■ PROBLEM REQUIREMENTS ■
Go to the line holding "DECIDED (0.3.3): auto-switch" in the entries below and write out exactly every line down to and including the line holding "## The decision".

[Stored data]
Issue #6932, opened 2026-09-06
DECIDED (0.3.3): auto-switch fsnotify -> git+manifest polling when the inotify budget will not fit, with a flag override to force it on


cajasmota:
**Owner-decided, 2026-09-06.** Target: **0.3.3**, alongside whatever else lands meantime.

## The decision

Replace fsnotify with a polling change-detector **when the inotify budget will not fit**, switching automatically on the right trigger, with a **flag override** so a known environment (containers) can force it on permanently.

## Why — the constraint, measured

On Linux, inotify costs **one watch descriptor per DIRECTORY**, recursively. Measured on this repo through the real `AddRepo`: **976 directories per worktree.** Each tracked linked worktree subscribes its entire working tree, and `GRAFEL_MAX_WORKTREES_PER_REPO` defaults to 10, so **one lane can reach ~10,700 descriptors**.

`fs.inotify.max_user_watches` is **per-UID, host-level, and not namespaced** — every container running as the same UID draws from one pool, and a container cannot raise it. Nothing in grafel bounds this today: `walk.WatchDirCap` is 100,000 per repo (larger than the whole kernel pool, so it cannot bind first) and `defaultFDBudgetLimit()` returns **0 on Linux**, disabling accounting entirely.

**The failure mode is silent** — a watcher that is registered and receives no events. That is the same class as #6921 (overflow logged and ignored), #6923 (a guard that cannot see partial erosion) and #6928 (a second watcher discarding its errors).

## The mechanism — measured, three variants tried

A spike drove a 14-case matrix against real fsnotify, real `git status`, and grafel's real `diff.Filter`/`walk.WalkRepo`:

| approach | inotify wd | complete? | idle cost |
|---|---|---|---|
| fsnotify | **976/worktree** | yes | ~0 |
| `git status` polling alone | 0 | **misses 6 of 12** | ~30 ms |
| hybrid A — `-uall` for candidates | 0 | **misses 2**, incl. permanent corruption | 173 ms |
| **hybrid B — `-unormal` discovery + manifest-key sweep** | **0** | **yes** (see prerequisites) | **60 ms** |
| full manifest sweep | 0 | yes | 271 ms |

[...]

PR #6933, opened 2026-09-06
fix(#6931,#6922): the walker consulted .gitignore for directories only, and never read the other two ignore sources git has

### LINKED ISSUE #6922: `.git/info/exclude` and `core.excludesFile` are read by nothing — grafel indexes files git will never report at any `-u` level
`.git/info/exclude` and `core.excludesFile` are read by nothing — grafel indexes files git will never report at any `-u` level

Found by the git-polling spike (#6726 consumer context). Measured, not inferred.

## The defect

Git has **three** ignore sources, not one:

1. `.gitignore` files in the tree
2. `.git/info/exclude` — per-clone, uncommitted
3. `core.excludesFile` — per-user global (commonly `~/.config/git/ignore`)

grafel reads only the first. `.git/info/exclude` and `core.excludesFile` appear **nowhere** in `internal/daemon/walk/` or `internal/daemon/watch/` — verified by grep across both packages.

## Measured consequence

On a driven fixture, a file excluded via `.git/info/exclude`:

| observer | result |
|---|---|
| grafel `walk.WalkRepo` | **indexed** (file set 6 → 7) |
| fsnotify watcher | **HIT** (52 ms) |
| `git status --porcelain` | MISS |
| `git status --porcelain -uall` | MISS |
| `git status -uall` + `git diff HEAD` | MISS |

So grafel indexes a file that git will not report **at any `-u` level**. Editing that file afterwards is likewise invisible to git and visible to grafel.

## Why this is worth fixing on its own merits

Two separate reasons, and the second is the one that generalises:

**It breaks any git-derived change signal.** This is what the spike hit: a git-status poller cannot be made complete while grafel's index set is a superset of git's reported set. That is a blocker for the "replace watchers with git polling" direction, and it will be a blocker for any future git-based incremental input.

**It is a correctness gap regardless of polling.** `.git/info/exclude` is the standard place to ignore machine-local scratch files without touching a shared `.gitignore` — build scratch, editor droppings, local fixtures. grafel currently indexes all of it and presents it as repo architecture. That is noise in the graph today, with no watcher involved.

## The pleasant surprise, recorded so nobody re-investigates it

■ WRITTEN ANSWER ■
DECIDED (0.3.3): auto-switch fsnotify -> git+manifest polling when the inotify budget will not fit, with a flag override to force it on


cajasmota:
**Owner-decided, 2026-09-06.** Target: **0.3.3**, alongside whatever else lands meantime.

## The decision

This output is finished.